I'm chucking out sack fulls of paper but everything my wife looks at is a 'memory' and cherished.??
Although I do still have a large drawer full of photographs I refer to now and again.

Ray.


----------



## jiwawa (Jun 22, 2007)

JanHank said:


> If he sold all the tooling he has at the price paid for it I reckon we could retire /images/MotorhomeFacts_2014/smilies/tango_face_devil.png/images/MotorhomeFacts_2014/smilies/tango_face_devil.png


Haven't you already Jan?!


----------



## JanHank (Mar 29, 2015)

jiwawa said:


> Haven't you already Jan?!


I have, he never will.:grin2:
It´s a joke Jean.


----------



## jiwawa (Jun 22, 2007)

That's men and their sheds for you!


----------



## JanHank (Mar 29, 2015)

jiwawa said:


> That's men and their sheds for you!


A *SHED*, it´s a proper workshop with real machines in, not toys Jean.
10 mtrs X 5 meters attached to the house with central heating because the machinery mustn't get cold or it will rust.


----------



## jiwawa (Jun 22, 2007)

My father had one like that.

And I thought all men could turn their hand to anything. 

And then I married my husband......


----------



## patp (Apr 30, 2007)

Can Hans come and give Chris some "how to tidy your workshop" lessons pleeeease?

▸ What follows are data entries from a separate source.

PR #574, opened 2020-08-25
Fix example

vhoyer:


debs-obrien:
@Atinux can you check this please as I know we created the new example with the nuxt hook inside the addPlugin perhaps to make it simpler so am I right in saying this change is not what we want to show in example code or is it an error on our behalf?

vhoyer:
Yeah, I also think it would be simpler to just have the nuxt hook there, as it makes the reader have to assume less things to understand the code.

I added the rest of the addPlugin() bit, because, as I saw, the syntax wasn't correct. But I may be wrong there

If it helps the discussion, I think it's best for this example to only have the `nuxt.hook` line and remove the `addPlugin`.

(I also fixed the identation, there were tabs mixed with spaces, so the identation was uneven :smile:)

Atinux:
Thank you @vhoyer 

Indeed we had a syntax error, I don't understad why we have `this.addPlugin(` @debs-obrien, I guess it is a typo?

For this example, I think we can remove the `addPlugin()` block to keep it simple :)

debs-obrien:
Thanks @vhoyer 
@Atinux I think it was just copied over from our old docs example and somehow got mixed into this example. 🤷‍♀️

PR #578, opened 2020-08-26
[Spanish] translate new guides

rsdiaz:
I have edited to correct some mistakes in the translation.


debs-obrien:
fantastic. Thanks 😊

PR #585, opened 2020-08-27
Translating content/es/guides/get-started/conclusion.md into Spanish

alvaroOnCode:
I hope it works!

### DIFF
--- a/nuxt.config.js
+++ b/nuxt.config.js
@@ -197,7 +197,8 @@ export default {
         file: 'pt-BR.js',
         name: 'Português',
         domain: 'https://pt.nuxtjs.org'
-      },
+      }
+      // please leave this commented out until subdomain is live
       // {
       // code: 'tr',
       // iso: 'tr-TR',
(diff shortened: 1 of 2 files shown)


nuxt.config.js
```diff
@@ -197,21 +197,21 @@ export default {
...
       // domain: 'https://tr.nuxtjs.org'
       // }
-      // {
-      //   code: 'es',
-      //   iso: 'es-ES',
-      //   file: 'es-ES.js',
-      //   name: 'Español',
-      //   domain: 'https://es.nuxtjs.org'
-      // }
+      {
```
debs-obrien, line 208: we need to leave this commented out for now until the domain is ready otherwise it will appear in the footer select with a broken link.

debs-obrien:
hi @alvaroOnCode page looks great just the nuxt config needs not to be changed for nows. if you could fix that it would be great and make sure you tick the page off in the issues so people can know what has been done. Thanks for your contribution.

nuxt.config.js
debs-obrien: i sorted it and added a comment for future contributors

alvaroOnCode: Great, thank you!

Issue #543, opened 2020-08-24
[Spanish] translate new guides


debs-obrien:
Looking for help to translate our website to Spanish. It has already been setup but we would love some help translating the guides folder. See the readMe for info on how to translate our site: https://github.com/nuxt/nuxtjs.org

Feel free to just take one page and submit a pr. make sure you also tick the box in the list below. Or take on the whole project and just create a draft pr and we will merge it when it is finished.

i18n configuration

- [x]  i18n file
- [x]  i18n block on nuxt.config

📝 guides -> components glossary

- [x]  pages-fetch.md
- [x]  pages-head.md
- [x]  pages-key.md
- [x]  pages-layout.md
- [x]  pages-loading.md
- [x]  pages-middleware.md
- [x]  pages-scrolltotop.md
- [x]  pages-transition.md
- [x]  pages-validate.md
- [x]  pages-watchquery.md

📝 guides -> concepts

- [x]  context-helpers.md
- [x]  nuxt-lifecycle.md
- [x]  server-side-rendering.md
- [x]  static-site-generation.md
- [x]  views.md

📝 guides -> configuration glossary
 

- [x] configuration-build.md
- [x]  configuration-generate.md
- [x]  configuration-render.md
- [x]  configuration-server.md
- [x]  configuration-telemetry.md
- [x]  configuration-router.md
- [x]  configuration-server-middleware.md
- [x]  configuration-transition.md
- [x]  configuration-builddir.md
- [x]  configuration-cli.md
- [x]  configuration-components.md
- [x]  configuration-css.md
- [x]  configuration-dev.md
- [x]  configuration-dir.md
- [x]  configuration-env.md
- [x]  configuration-extend-plugins.md
- [x]  configuration-global-name.md
- [x]  configuration-head.md
- [x]  configuration-hooks.md
- [x]  configuration-ignore.md
- [x]  configuration-loading.md
- [x]  configuration-loading-indicator.md
- [x]  configuration-mode.md
- [x]  configuration-modern.md
- [x]  configuration-modules.md
- [x]  configuration-modulesdir.md
- [x]  configuration-plugins.md
- [x]  configuration-rootdir.md
- [x]  configuration-runtime-config.md
- [x]  configuration-srcdir.md
- [x]  configuration-target.md
- [x]  configuration-vue-config.md
- [x]  configuration-watch.md
- [x]  configuration-watchers.md

📝 guides -> directory structure

- [x]  assets.md
- [x]  components.md
[...]

PR #598, opened 2020-08-27
translate to spanish guides -> components-glossary

mblayer:
This PR is a WIP, Includes the features:

📝 guides -> components glossary

- [x] pages-loading.md
- [x] pages-middleware.md
- [x] pages-scrolltotop.md
- [x] pages-transition.md
- [x] pages-validate.md


mblayer:
> Hi! The usage of formal Spanish in this file is fine but in the rest of your commits you are using informal.
> I would suggest to change it back to informal, as most of the translators agreed upon it, as you can read here: #543

I had translated it before the agreement, there I see to update it, thanks for the advice

debs-obrien:
great work, thanks 😃

PR #606, opened 2020-08-28
[korean] Translate file-system-routing.md

seongjin605:
Also some markdown files fixed
thank you.


debs-obrien:
Thanks @seongjin605 can you make sure you only submit Korean with this pr as mixing languages is hard to review especially as others are working on those lang files. If there is a fix you find in another lang file then please go ahead and submit it but as a separate pr. Thanks

PR #608, opened 2020-08-28
Persian i18n added and translated

AdnanBabakan:


nuxt.config.js
```diff
@@ -197,6 +201,13 @@ export default {
         file: 'pt-BR.js',
         name: 'Português',
         domain: 'https://pt.nuxtjs.org'
+      },
```
debs-obrien, line 204: this lang cannot be put live yet until the subdomain has been created so for now you can leave it commented out.

nuxt.config.js
```diff
@@ -2,6 +2,10 @@ export default {
   target: 'static',
   ssr: true,
   head: {
+    htmlAttrs: {
+      lang: 'fa',
```
debs-obrien, line 6: this will be added to every single language if I am not mistaken so we need to add rtl only if the lang is fa.

debs-obrien (commented):
Great start and nice adding the rtl. this is the first rtl lang we have for this site. Just a few comments I left regarding the nuxt config. To make it easier for others to collaborate I would just copy over the file you have translated and that means others in the issue can see which files/chapters are missing rather than having to open each md file to see if it needs translating. But just my opinion. It is what the others have been doing that are working on other languages and seems to be working quite well.

nuxt.config.js
AdnanBabakan: Sure

nuxt.config.js
AdnanBabakan: So how do you suggest to do it? What's the proper way to do so? Is there a way to get the current language and act according to that?

debs-obrien: good question. we will have to try something using if i18n.locale === fa add rtl. Never tried it before but give it a go and if you get stuck just comment it out and we will look into it next week.

AdnanBabakan: I tried this and it is working perfectly:

```javascript
    htmlAttrs: {
      lang: process.env.NUXT_LOCALE,
      dir: ['fa', 'ar', 'he'].includes(process.env.NUXT_LOCALE) ? 'rtl' : 'ltr'
    }
```

And for the production we can for sure generate the website using the local wanted.

The only three languages I know which are RTL are Persian, Arabic and Hebrew so I added them to the array.

debs-obrien: fantastic. great job 💪

debs-obrien:
so @AdnanBabakan  what do you think of removing the non translated files to make it easier for others to just copy one over and work on it rather than having them all there

AdnanBabakan:
> so @AdnanBabakan what do you think of removing the non translated files to make it easier for others to just copy one over and work on it rather than having them all there

Of course. I already did it after I read your comment, the new commit will have the translated files only.

debs-obrien:
Fantastic some great work done there. Well done. Just make sure the nuxt config has the lang commented out like the spanish language. By adding it here it adds it automatically to the footer select so we can't show it till domain is live. 
Other than that everything else looks great

AdnanBabakan:
Sure

PR #639, opened 2020-09-02
Fix Nuxtjs.org page broken layout

Donghoon759:
## When I open the Nuxtjs.org page on Chrome, it looks like this and I figured out the reason. ##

Chris has all his plumbing tools in there together with, car repair equipment, expensive mowing equipment and heavy duty chainsaws etc etc. I decided to mow the lawn yesterday. Could I find the petrol can to fill up the walk behind mower? I phoned him, as he was building a huge perimeter fence for someone in the village, and asked for directions to the petrol can. Of course, when I found it, it was *empty* as was the diesel can I had already found. By the time I had gone to the garage, experienced some rude and aggressive behaviour, yet again, from a young female driver I decided to walk the dog!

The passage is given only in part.